CHICAGO (AFP) – President-elect Barack Obama Tuesday nominated Arne Duncan, the tough-minded Chicago schools superintendent, as his education secretary tasked with overhauling US schools.
At a news conference, Obama vowed new funding for schools plus new demands on teachers and parents, arguing it was "morally unacceptable for our children and economically untenable for America" to allow standards to slip further.
The president-elect, whose own daughters have attended private schools in Chicago and are expected to go to elite schools in Washington, said "that in the long run, the path to jobs and growth begins in America's classrooms."
He said Duncan was a "hands-on" reformer whose results were shown in producing school graduates with "the skills they need to compete with any worker in the world for any job."
Duncan, 44, is a former professional basketball player who has been the chief executive of the Chicago Public Schools, the country's third largest school system, for seven years.
He will aim to raise standards at struggling public schools while not antagonizing the powerful teachers' unions that supported the Obama campaign.
Obama is moving unusually early to round out his cabinet. He was to hold his third press briefing of this week Wednesday, reportedly to tap Colorado Senator Ken Salazar as secretary of the interior.
On education, Obama is vowing to overhaul President George W. Bush's No Child Left Behind law, an attempt to impose uniform standards across the nation's bewildering array of local school systems.
On the campaign trail, the Democrat said Bush "left the money behind" by failing to match the legislation's promises with adequate funding, and is promising now to hire an "army of teachers" and expand early education.
But he has been coy on the issue of vouchers, an idea favored by many Republicans as a way for poorer children to get a better education, but which the unions say would condemn troubled schools to perpetual failure.
Rankings by the Organization for Economic Cooperation and Development, among other groups, consistently show US children trailing their counterparts in other industrialized nations in reading, mathematics and science.
One study in April by the EPE Research Center and the America's Promise Alliance said that three out of 10 US teenagers do not graduate from high school -- with black and native American students doing worst of all.
Thanks in part to the lavish endowments enjoyed by the Ivy League universities, higher education in the United States is a world-beater. But soaring tuition costs are making college unaffordable for many.
In a line that was guaranteed to garner enthusisastic applause at his campaign rallies, Obama promised to make college accessible to all through a 4,000 dollar tax credit, repaid by the student through community service.
Duncan, a Harvard graduate who played professional basketball in Australia from 1987 to 1991, returned to his native Chicago in 1992 to direct an initiative to create new chances for inner-city schoolchildren.
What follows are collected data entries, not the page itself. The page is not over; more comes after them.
PR #11002, opened 2026-05-05
fix(#11001): use route params instead of matrix params for deceased contact navigation

### LINKED ISSUE #11001: Deceased contact deletion navigates using matrix params instead of route params
## Description

After a deceased contact is deleted, the app navigates to the parent contact using Angular matrix parameters instead of route parameters, resulting in an incorrect URL.

## Steps to Reproduce

1. Open a contact marked as deceased
2. Delete the contact
3. Observe the URL after deletion

## Expected Behavior

Navigation should go to:
```
/contacts/<parent-id>
```

## Actual Behavior

Navigation goes to:
```
/contacts;id=<parent-id>
```

This happens because `contacts-deceased.component.ts` line 72 uses:
```ts
this.router.navigate(['/contacts', { id: parentId || null }]);
```

In Angular, passing an object as a route segment creates matrix parameters (`/contacts;id=value`), not a path segment. The contacts route definition expects a path parameter:
```ts
{ path: ':id', ... }
```

## Suggested Fix

```ts
this.router.navigate(parentId ? ['/contacts', parentId] : ['/contacts']);
```

This navigates to `/contacts/<parent-id>` when a parent exists, or `/contacts` if there is no parent.

## Impact

After deleting a deceased contact, users may land on the wrong contacts view instead of seeing the parent contact. This affects the contact management workflow.

YASHSHARMAOFFICIALLY:
## Description

Fixes #11001

After a deceased contact is deleted, `contacts-deceased.component.ts` navigates using Angular matrix parameters instead of route parameters:

```ts
// Before — creates /contacts;id=parent-id (matrix params)
this.router.navigate(['/contacts', { id: parentId || null }]);

// After — creates /contacts/parent-id (route params)
this.router.navigate(parentId ? ['/contacts', parentId] : ['/contacts']);
```

The contacts route expects a path parameter (`:id`), not matrix params. This mismatch causes the user to land on the wrong view after deletion instead of seeing the parent contact.

## How to reproduce

1. Navigate to a contact that has a deceased child contact
2. Open the deceased child contact
3. Delete the contact
4. Observe the URL — it shows `/contacts;id=<parent-id>` instead of `/contacts/<parent-id>`

## Test plan

- [x] Verified the contacts route definition expects `:id` as a path segment
- [x] Confirmed other components in the same module use `['/contacts', id]` for navigation (e.g. `contacts-content.component.ts`, `contacts-report.component.ts`)
- [x] When `parentId` exists, navigates to `/contacts/<parentId>`
- [x] When no parent, navigates to `/contacts`
- [x] ESLint passes

### DIFF
--- a/webapp/src/ts/modules/contacts/contacts-deceased.component.ts
+++ b/webapp/src/ts/modules/contacts/contacts-deceased.component.ts
@@ -69,7 +69,7 @@ export class ContactsDeceasedComponent implements OnInit, OnDestroy {
       callback: (change) => {
         if (change.deleted) {
           const parentId = this.selectedContact?.doc?.parent?._id;
-          return this.router.navigate(['/contacts', { id: parentId || null }]);
+          return this.router.navigate(parentId ? ['/contacts', parentId] : ['/contacts']);
         }
         // refresh the updated contact
         this.selectContact(change.id, true);


andrablaj:
Hi @YASHSHARMAOFFICIALLY , thanks for opening the issue and the PR. 

PR #436, opened 2026-04-28
Add group creation

jose-caballero:
### Special Notes:

---

### Submitter:

Have you (where applicable):

* [ ] Added unit tests?

---

### Reviewer

Does this PR:

### DIFF
--- a/lib/apis/openstack_api/openstack_groups.py
+++ b/lib/apis/openstack_api/openstack_groups.py
@@ -1,0 +1,22 @@
+import re
+from openstack.exceptions import ConflictException
+
+
+def create_group(conn, group_name):
+    """
+    Creates a new users group
+    :param conn: openstack connection object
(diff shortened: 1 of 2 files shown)


lib/apis/openstack_api/openstack_groups.py
```diff
@@ -0,0 +1,18 @@
...
+
+def create_group(conn, group_name):
+    """
+    Creates a new users group
+    :param conn: openstack connection object
+    :param group_name: the name of the new users group
+    :return: a group object
+    """
+    if "/" in group_name:
+        raise ValueError(f"slash character / detected in group name {group_name}")
```
khalford: I would suggest changing this to check for any characters not in the allowed group [a-zA-Z0-9] and also "-"

jose-caballero: done

PR #441, opened 2026-05-19
Add method to shutdown server

jose-caballero:
### Special Notes:

---

### Submitter:

Have you (where applicable):

* [ ] Added unit tests?

---

### Reviewer

Does this PR:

At the news conference, Duncan said education was "the civil rights issue of our generation and it is the one sure path to a more equal, fair and just society."
"While there are no simple answers, I know from experience that when you focus on basics like reading and math, when you embrace innovative new approaches to learning, and when you create a professional climate that attracts great teachers -- you can make a difference for children," he said.